At the same time, I think it's too easy to say "everyone is a critic" or to diminish the collective point of view of critics. I look at the sky every day and flush a lot of toilets, but I'm not a weatherman or a plumber. I know what food tastes good to me and what music appeals to me, but I don't actually know anything about food or music. I have a strong sense of my own political views, but I don't get to call myself a politician or a wonk. I'm willing to call myself a film critic because I've studied film for a long time from a lot of different people and a huge variety of angles. I'm not saying that makes me or any critic right all the time, and I think good critics love debating and being counter-argued or out-argued, but the point is still that criticism and argument are about more than taste. It's too bad that so many popular film critics, even/especially in major media, do go mostly on taste and surface impressions, because I think that only reinforces a negative and trivializing view of who critics are and what they're supposed to be doing.

Anonymous said...

I see what you are saying Nick, but the thing is art is subjective there is NO WAY to objectively say one film is better than the other. Sure people may value a critics opinion moreso than some average joe off the street, but Art isn't math or science. It is SUBJECTIVE and I personally don't value an Opinion of Roger Ebert moreso than I value my Father's opinion ( who loves movies, but didn't go to film school).

It's like saying Blue is better than Red. There's now way to prove that it is NOT a fact or anything. The only thing you can say is that you LIKED blue better than red. I do agree it is dangerous to put lables on certain types or groups of people that leads to stereotypes. I don't care what school ANY labeled critic went to in order to study film it is ALL SUBJECTIVE and depends on the individual.

Anonymous said...

Sorry for the spelling error typing fast.

Anonymous said...


At the same time, it's a hard thing when education and a deeper sense of film history and aesthetics get written off as elitism or a monolithic background.

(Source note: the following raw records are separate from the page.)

PR #338, opened 2025-05-23
test(common): B2BCAT-36 Improve store mock + share local and global redux store

icatalina:
Jira: [B2BCAT-36](https://bigcommercecloud.atlassian.net/browse/B2BCAT-36)

## What/Why?
- Ensure the global store is restored between test runs to prevent state leak.

- Ensure the store setup as part of renderWithProviders is the same one consumers take from the global import. This is inline with the behaviour in production. The correct solution is to only use the store provided through context, but that requires some heavy refactoring in some cases.

- Add some test covering these two cases.

- Disable `parallelism: 2`.  This is really of no use in the test task. Instead of splitting the load, it is running the same task twice.

- Restrict imports of `lodash` and `msw`, prefer `lodash-es` and `test-utils`

- Allow importing dev dependencies from `__mocks__` files.

## Rollout/Rollback
Revert

## Testing
These changes only affect tests/ci, a successful build should prove they work.

### DIFF
--- a/apps/storefront/tests/setup-test-environment.ts
+++ b/apps/storefront/tests/setup-test-environment.ts
@@ -4,6 +4,8 @@ import { Environment } from '@/types';
 
 import '@testing-library/jest-dom/vitest';
 
+vi.mock('@/store');
+
 window.B3 = {
   setting: {
     channel_id: 1,
--- a/apps/storefront/tests/test-utils.tsx
+++ b/apps/storefront/tests/test-utils.tsx
@@ -6,8 +6,8 @@ import { render, RenderOptions } from '@testing-library/react';
 import { userEvent } from '@testing-library/user-event';
 import { Mock } from 'vitest';
 
-import { AppStore, RootState, setTimeFormat, setupStore, store as storeSingleton } from '@/store';
-import { setPermissionModules } from '@/store/slices/company';
+import { AppStore, RootState, setupStore } from '@/store';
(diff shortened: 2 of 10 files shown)


apps/storefront/tests/test-utils.tsx
```diff
@@ -33,20 +33,9 @@ export const renderWithProviders = (
...
-  // and NOT to the store passed in to the Provider context below
-  // until this is fixed, we need manually sync the time format to the store singleton
-  if (preloadedState.storeInfo?.timeFormat) {
-    storeSingleton.dispatch(setTimeFormat(preloadedState.storeInfo.timeFormat));
-  }
-
-  // As above, `validatePermissionWithComparisonType` reaches to the store singleton
-  if (preloadedState.company?.permissions) {
-    storeSingleton.dispatch(setPermissionModules(preloadedState.company.permissions));
-  }
```
icatalina, line 46: Since the global/local store is now shared, this is no longer necessary.

apps/storefront/tests/setup-test-environment.ts
```diff
@@ -4,6 +4,8 @@ import { Environment } from '@/types';
 
 import '@testing-library/jest-dom/vitest';
 
+vi.mock('@/store');
```
icatalina, line 7: Always mock the store by default, this ensures it is reset between test runs.

PR #339, opened 2025-05-23
POC - fix(headless): B2B-2974 masquerade callbacks

bc-victor:
POC

Jira: [B2B-2974](https://bigcommercecloud.atlassian.net/browse/B2B-2974)

## What/Why?
Adding start and end events for masquerade feature so merchants can introduce side effects to the application such as cart manipulation.


bc-victor:
Closing since we won't be adding this feature

PR #344, opened 2025-05-27
fix(quotes): B2B-2882 rendering modifier values in quotes

deov31:
## What/Why?
In quotes we are currently not rendering the modifier values of a product because we are relying on the optionLabel key to display the values. The modifiers are not being sent from the api with optionLabel, so instead we need to use the optionName that is part of the response for both modifiers and variants.

## Rollout/Rollback
Revert PR

## Testing
Before:
image

After:
image


deov31:
closing this PR since it's won't be needed

PR #349, opened 2025-05-29
Fix silent fail on quick order add to cart

thebigrick:

## What/Why?
The quick order was silently failing under unexpected circumstances.
Try to define a minimum quantity for a product ad use the quick order.
The expected result is to receive an error. The actual result is a silent failure.

## Testing
- Create a product with a minimum quantity
- Use the quick order to add this product using a quantity below the minimum
- Expect to see an error


bc-victor (approved):

thebigrick:
Hello @icatalina ,
forgot to close the issue. I provided a PR fixing it about 1 month ago.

A lot of this is taught from a European point of view at MOST schools. I do think that it has a LOT to do with the way that critics view film. There just needs to be more variety and more teachers of different backgrounds with different methods. Just look at the list of top 100 films of history. "Gone With the Wind" while I can say that Vivien Leigh gave a great performance the film itself (IMO) has a major flaw. Slaves were happy to be slaves. lol. It just isn't the realistic image that I was taught in History ( Yes I was taught by Whites, Blacks and Asians that includes authors of textbooks). About 20 other films on the list are not of my liking either. This is an issue of many forms of art not just films. I especially have an issue with the books that are considered classics.

Critics can be useful in providing you with insight to films, but at the end of the day it is up to you to decide. To be honest, I've met people who have never read a review of any movie a day in their life and they can provide just as much insight as the critics can. I do think they are useful, but more of a variety would be even more useful.

All this talk about critics and the subjectivity of art makes the Oscars look

I just saw AG and I enjoyed it immensely. I personally thought Denzel and Russell Crowe were fine. I thought it was more like a character study than a Gangster movie. Stop with the comparisons to the Departed they have very little in common.

NicksFlickPicks said...

@Anon132: Fair enough, but doesn't it seem reductive to say that the most one can argue on a film's behalf is that you "liked" it or "disliked" it, on the model of red vs. blue? Can't a knowledgeable critic make an argument about technique, detail, specific aspects of craft or creativity, specific influences on style, etc., that somebody else can't. Please understand that I'm not for silencing ANYBODY about movies, nor do I think critics are by any means the only source of legit commentary, nor do I think the point of criticism is to be "right" or "wrong." I think criticism is the art of detailed and contextualized commentary. Many times, I don't want to read (or be) a critic when what I really want is to talk with friends about why I liked or didn't like a movie; I'm sure we all do this. But that's not the same as criticism.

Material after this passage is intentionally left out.